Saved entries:
PR #457, opened 2021-08-19
Wallet functions

unconst:
Adds the following properties to the wallet:

wallet.uid
-- returns the hotkey uid
wallet.stake
-- returns the hotkey stake
wallet.balance
--returns the coldkey balance

Adds the following functions to the wallet:

wallet.add_stake()
-- adds stake to the hotkey.
wallet.remove_stake()
--removes stake from the hotkey.


bittensor/_subtensor/subtensor_impl.py
```diff
@@ -285,56 +227,63 @@ def subscribe(
...
+            if wait_for_inclusion or wait_for_finalization:
+                response.process_events()
+                if response.is_success:
+                    bittensor.logging.success( 'Staked', str(amount.tao) )
+                    return True
+                else:
+                    bittensor.logging.warning( 'Failed to stake', str(response.error_message) )
+                    return False
+            else:
+                return True
```
shibshib, line 286: Don't think we need an else here, can just return True. Same for the else on line 282.

bittensor/_subtensor/subtensor_impl.py
```diff
@@ -377,13 +323,22 @@ def transfer(
...
+            if wait_for_inclusion or wait_for_finalization:
+                response.process_events()
+                if response.is_success:
+                    bittensor.logging.success( 'Transfered', str(amount) + '->' + str(dest) )
+                    return True
+                else:
+                    bittensor.logging.warning( 'Failed to transfer:', str(response.error_message) )
+                    return False
+            else:
+                return True
```
shibshib, line 336: Same comment as above.

bittensor/_subtensor/subtensor_impl.py
```diff
@@ -394,29 +349,39 @@ def unstake(
...
+            if wait_for_inclusion or wait_for_finalization:
+                response.process_events()
+                if response.is_success:
+                    bittensor.logging.success( 'Unstaked', str(amount.tao) )
+                    return True
+                else:
+                    bittensor.logging.warning( 'Failed to unstake:', str(response.error_message) )
+                    return False
+            else:
+                return True
```
shibshib, line 384: Same thing.

shibshib (approved):

bittensor/_subtensor/subtensor_impl.py
unconst: mega nit

PR #466, opened 2021-08-31
Bit 37 linterization

isabella618033:


shibshib:
Is there some way we can run linterization tests on our PRs from here on out?

shibshib (approved):

PR #468, opened 2021-09-08
Bit 83 dataloader download from ipfs

isabella618033:
1. dataloader error handling
2. default corpus size to 50MB
3. logger printing non debug messages when debug = False


shibshib (approved):

shibshib:
Great PR @isabella618033 !

PR #485, opened 2021-09-17
Bit 37 lint tokenizer

isabella618033:


bittensor/_tokenizer/__init__.py
```diff
@@ -14,42 +16,44 @@
...
-        tokenizer.add_prefix_space = False
-        tokenizer.add_special_tokens({'bos_token': "[BOS]"}) # A special token representing the beginning of a sentence.
-        tokenizer.add_special_tokens({'eos_token': "[EOS]"}) # A special token representing the end of a sentence.
-        tokenizer.add_special_tokens({'unk_token': "[UNK]"}) # A special token representing an out-of-vocabulary token.
-        tokenizer.add_special_tokens({'sep_token': "[SEP]"}) # A special token separating two different sentences in the same input (used by BERT for instance)
-        tokenizer.add_special_tokens({'pad_token': "[PAD]"}) # A special token used to make arrays of tokens the same size for batching purpose. Will then be ignored by attention mechanisms or loss computation.
-        tokenizer.add_special_tokens({'cls_token': "[CLS]"}) # A special token representing the class of the input (used by BERT for instance).
-        tokenizer.add_special_tokens({'mask_token': "[MASK]"}) # A special token representing a masked token (used by masked-language modeling pretraining objectives, like BERT).
+        """ Return the GPT2 tokenizer with bittersor's special tokens
```
Eugene-hu, line 45: small nit, technically, its special tokens from all other major models (Bert,XLM, etc).

Eugene-hu (approved):
Looks good!

bittensor/_tokenizer/__init__.py
isabella618033: oh it is not removed, just that the name was changed to _tokenizer because "tokenizer" this name is exactly the same as its class name

PR #494, opened 2021-09-22
Fix meta

unconst:
-- fixes the metagraph for bonds matrix


bittensor/utils/weight_utils.py
```diff
@@ -20,6 +20,8 @@
 from typing import Tuple, List
 import torch
 
+U32_MAX = 4294967295
```
shibshib, line 23: Can this not be a sys call?

shibshib (approved):

PR #497, opened 2021-09-25
BIT-123 - quit() is not defined

unconst:


shibshib (approved):

bittensor/_metagraph/metagraph_impl.py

# PROBLEM TO WORK ON
Beginning at the top of the entries above, output each line exactly, and end with the line in which "Adds the following functions" appears.

# RESULT OF THIS TASK
PR #457, opened 2021-08-19
Wallet functions

unconst:
Adds the following properties to the wallet:

wallet.uid
-- returns the hotkey uid
wallet.stake
-- returns the hotkey stake
wallet.balance
--returns the coldkey balance

Adds the following functions to the wallet:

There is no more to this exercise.